Activity
Work out how many lines of the entries have the word "runs" in them. Respond with that number only.
########################################
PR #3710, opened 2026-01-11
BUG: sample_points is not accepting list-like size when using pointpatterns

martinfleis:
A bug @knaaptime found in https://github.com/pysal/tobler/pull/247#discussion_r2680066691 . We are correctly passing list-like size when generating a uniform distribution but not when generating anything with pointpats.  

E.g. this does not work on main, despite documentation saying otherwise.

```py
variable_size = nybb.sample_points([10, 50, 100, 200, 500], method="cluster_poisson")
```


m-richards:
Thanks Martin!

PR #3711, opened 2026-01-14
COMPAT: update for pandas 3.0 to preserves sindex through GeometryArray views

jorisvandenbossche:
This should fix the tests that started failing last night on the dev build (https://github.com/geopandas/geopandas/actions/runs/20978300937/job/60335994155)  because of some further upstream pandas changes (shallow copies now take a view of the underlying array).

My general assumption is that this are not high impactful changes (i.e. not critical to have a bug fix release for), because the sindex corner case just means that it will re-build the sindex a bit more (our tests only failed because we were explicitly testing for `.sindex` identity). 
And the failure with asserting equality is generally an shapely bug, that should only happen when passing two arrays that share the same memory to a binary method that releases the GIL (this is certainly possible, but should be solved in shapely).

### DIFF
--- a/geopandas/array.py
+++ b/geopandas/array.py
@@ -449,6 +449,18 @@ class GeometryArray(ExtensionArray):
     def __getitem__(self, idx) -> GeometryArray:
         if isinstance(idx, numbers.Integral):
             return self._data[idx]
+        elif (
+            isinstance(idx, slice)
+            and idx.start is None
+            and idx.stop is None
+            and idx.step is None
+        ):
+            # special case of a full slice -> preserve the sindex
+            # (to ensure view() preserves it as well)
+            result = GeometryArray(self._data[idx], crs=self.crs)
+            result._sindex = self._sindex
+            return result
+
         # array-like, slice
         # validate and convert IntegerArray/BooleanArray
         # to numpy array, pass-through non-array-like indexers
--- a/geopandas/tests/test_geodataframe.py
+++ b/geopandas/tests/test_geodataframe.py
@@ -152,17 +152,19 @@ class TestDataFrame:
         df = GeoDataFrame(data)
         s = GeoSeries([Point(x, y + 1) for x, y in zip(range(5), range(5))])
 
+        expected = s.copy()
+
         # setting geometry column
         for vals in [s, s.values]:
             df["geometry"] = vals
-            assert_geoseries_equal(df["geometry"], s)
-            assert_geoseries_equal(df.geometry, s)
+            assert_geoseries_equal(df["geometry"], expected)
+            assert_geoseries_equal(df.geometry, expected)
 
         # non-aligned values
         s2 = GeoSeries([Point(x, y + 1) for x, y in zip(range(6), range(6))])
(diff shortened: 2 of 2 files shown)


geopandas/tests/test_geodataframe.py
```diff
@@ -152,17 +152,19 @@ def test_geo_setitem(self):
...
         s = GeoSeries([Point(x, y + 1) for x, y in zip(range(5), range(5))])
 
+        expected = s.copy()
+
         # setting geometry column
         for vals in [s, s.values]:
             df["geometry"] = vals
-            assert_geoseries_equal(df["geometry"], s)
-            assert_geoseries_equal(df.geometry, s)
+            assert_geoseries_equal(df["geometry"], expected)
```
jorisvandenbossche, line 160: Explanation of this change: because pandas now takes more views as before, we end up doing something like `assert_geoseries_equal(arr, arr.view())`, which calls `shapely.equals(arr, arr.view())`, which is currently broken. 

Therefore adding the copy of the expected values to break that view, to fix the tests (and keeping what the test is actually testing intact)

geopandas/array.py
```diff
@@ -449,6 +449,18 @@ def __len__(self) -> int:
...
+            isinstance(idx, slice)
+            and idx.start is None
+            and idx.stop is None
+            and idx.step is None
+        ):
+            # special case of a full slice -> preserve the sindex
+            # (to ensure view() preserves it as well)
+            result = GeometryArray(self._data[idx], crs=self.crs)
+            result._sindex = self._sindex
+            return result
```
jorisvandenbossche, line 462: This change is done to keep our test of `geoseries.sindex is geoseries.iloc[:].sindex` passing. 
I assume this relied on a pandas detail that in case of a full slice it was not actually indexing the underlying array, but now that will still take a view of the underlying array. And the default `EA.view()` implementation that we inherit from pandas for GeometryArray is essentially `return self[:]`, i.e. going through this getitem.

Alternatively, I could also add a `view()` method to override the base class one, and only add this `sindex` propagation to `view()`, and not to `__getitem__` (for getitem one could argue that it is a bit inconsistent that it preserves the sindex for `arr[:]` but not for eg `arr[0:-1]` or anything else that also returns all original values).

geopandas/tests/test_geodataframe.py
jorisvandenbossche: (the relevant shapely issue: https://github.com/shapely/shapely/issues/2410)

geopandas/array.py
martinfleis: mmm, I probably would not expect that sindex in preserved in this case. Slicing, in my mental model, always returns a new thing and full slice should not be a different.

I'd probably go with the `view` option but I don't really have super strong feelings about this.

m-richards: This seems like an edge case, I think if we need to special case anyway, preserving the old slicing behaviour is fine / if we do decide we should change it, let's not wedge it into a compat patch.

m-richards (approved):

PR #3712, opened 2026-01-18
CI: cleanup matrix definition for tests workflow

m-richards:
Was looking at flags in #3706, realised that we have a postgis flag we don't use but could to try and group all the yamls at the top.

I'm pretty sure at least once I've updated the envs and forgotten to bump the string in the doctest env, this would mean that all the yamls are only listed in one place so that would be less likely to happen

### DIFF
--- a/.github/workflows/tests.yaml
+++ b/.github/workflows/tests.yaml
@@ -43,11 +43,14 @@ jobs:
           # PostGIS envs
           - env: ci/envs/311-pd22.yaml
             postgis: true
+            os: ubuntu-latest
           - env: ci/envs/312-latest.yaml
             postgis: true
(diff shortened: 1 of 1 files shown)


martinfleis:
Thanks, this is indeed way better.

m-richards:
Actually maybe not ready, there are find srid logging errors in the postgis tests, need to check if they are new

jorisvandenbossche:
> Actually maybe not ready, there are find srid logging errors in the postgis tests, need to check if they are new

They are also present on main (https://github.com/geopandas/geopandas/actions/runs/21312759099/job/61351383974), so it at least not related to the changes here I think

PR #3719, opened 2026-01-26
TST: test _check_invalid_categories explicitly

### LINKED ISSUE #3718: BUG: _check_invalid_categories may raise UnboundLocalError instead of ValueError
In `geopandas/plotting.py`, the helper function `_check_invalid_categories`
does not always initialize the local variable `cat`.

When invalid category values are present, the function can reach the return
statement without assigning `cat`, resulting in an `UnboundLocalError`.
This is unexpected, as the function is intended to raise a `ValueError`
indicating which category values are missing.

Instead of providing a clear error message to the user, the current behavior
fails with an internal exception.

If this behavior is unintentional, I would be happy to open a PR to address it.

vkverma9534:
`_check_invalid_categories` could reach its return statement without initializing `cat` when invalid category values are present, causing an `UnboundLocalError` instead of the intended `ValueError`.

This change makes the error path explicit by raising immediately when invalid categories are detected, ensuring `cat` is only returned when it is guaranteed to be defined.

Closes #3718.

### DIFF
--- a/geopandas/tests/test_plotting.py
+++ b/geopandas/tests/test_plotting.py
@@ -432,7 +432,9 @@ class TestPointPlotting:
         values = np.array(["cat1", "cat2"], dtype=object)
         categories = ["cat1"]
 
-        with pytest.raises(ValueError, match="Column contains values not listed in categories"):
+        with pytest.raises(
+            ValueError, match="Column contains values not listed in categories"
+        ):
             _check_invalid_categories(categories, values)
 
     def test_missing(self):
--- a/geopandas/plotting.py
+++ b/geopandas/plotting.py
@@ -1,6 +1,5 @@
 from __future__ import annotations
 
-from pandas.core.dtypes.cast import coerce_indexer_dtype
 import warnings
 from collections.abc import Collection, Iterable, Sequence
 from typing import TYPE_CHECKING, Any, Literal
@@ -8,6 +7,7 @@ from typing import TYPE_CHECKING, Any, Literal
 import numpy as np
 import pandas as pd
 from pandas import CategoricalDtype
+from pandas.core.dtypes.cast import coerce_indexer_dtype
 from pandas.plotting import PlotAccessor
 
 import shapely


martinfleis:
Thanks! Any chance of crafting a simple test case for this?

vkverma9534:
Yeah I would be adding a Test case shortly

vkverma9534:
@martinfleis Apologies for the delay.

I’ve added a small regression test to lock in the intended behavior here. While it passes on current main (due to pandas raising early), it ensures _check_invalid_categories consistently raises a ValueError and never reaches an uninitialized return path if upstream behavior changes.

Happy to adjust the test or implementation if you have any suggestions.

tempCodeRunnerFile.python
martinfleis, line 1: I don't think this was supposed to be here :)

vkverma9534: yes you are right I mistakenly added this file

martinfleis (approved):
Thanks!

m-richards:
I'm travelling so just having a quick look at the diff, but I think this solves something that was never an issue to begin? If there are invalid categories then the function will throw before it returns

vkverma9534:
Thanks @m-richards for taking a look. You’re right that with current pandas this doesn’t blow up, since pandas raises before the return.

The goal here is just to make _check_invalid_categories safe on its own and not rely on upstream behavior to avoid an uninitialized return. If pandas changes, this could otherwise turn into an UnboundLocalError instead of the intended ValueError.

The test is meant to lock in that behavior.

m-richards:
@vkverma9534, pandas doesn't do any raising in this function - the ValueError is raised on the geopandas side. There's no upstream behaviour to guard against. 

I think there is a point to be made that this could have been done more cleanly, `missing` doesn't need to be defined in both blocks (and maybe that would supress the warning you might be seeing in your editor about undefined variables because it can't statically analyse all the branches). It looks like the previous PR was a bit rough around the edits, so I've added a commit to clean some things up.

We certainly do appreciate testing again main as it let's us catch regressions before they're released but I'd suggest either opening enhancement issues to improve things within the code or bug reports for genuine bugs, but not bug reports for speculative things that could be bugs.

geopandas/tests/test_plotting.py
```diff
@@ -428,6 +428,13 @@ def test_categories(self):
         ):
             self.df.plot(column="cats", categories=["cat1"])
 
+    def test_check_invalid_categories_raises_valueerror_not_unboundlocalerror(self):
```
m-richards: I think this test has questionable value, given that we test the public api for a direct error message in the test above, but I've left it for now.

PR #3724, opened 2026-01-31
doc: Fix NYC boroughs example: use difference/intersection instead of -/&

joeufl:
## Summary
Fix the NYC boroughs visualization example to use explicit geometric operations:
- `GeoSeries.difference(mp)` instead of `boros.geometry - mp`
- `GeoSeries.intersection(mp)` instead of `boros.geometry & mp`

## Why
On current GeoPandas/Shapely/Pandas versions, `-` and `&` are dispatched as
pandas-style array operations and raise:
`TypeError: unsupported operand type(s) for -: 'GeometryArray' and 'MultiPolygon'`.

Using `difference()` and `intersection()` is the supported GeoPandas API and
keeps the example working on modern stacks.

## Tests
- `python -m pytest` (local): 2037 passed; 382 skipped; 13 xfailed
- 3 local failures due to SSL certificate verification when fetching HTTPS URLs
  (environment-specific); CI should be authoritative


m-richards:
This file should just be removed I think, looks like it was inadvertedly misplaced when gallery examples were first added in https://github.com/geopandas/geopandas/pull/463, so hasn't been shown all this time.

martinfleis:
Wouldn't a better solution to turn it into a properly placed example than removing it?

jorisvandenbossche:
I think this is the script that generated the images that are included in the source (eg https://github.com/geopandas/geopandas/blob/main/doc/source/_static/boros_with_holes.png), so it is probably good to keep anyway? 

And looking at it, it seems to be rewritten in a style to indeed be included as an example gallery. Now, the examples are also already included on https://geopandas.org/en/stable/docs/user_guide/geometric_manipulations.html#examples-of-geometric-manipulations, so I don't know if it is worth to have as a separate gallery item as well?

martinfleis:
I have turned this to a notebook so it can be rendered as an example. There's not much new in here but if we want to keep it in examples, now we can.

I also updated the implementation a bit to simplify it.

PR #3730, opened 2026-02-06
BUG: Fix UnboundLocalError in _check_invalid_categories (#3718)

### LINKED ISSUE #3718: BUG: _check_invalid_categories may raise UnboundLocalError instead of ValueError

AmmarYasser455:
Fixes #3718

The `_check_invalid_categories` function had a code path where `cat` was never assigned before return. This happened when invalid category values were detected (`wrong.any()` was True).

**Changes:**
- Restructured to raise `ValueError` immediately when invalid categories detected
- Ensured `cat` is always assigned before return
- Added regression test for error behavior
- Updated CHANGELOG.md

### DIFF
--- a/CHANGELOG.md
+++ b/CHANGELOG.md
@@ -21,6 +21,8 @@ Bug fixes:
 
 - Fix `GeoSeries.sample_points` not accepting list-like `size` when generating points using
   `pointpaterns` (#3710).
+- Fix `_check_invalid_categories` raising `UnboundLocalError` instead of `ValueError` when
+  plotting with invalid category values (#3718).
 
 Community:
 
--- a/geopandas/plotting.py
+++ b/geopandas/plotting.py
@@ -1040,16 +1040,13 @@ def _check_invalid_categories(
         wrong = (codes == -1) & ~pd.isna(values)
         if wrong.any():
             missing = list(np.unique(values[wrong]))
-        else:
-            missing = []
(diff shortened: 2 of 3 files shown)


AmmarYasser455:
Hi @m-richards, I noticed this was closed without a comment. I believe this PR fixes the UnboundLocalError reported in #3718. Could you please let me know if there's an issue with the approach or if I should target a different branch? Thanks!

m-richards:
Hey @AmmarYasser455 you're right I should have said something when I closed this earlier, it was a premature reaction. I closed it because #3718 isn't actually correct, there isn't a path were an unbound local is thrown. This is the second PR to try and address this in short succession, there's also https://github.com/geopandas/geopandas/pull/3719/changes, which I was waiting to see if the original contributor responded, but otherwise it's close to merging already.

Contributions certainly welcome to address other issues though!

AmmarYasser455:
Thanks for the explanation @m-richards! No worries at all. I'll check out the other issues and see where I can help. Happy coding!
########################################
Your solution
2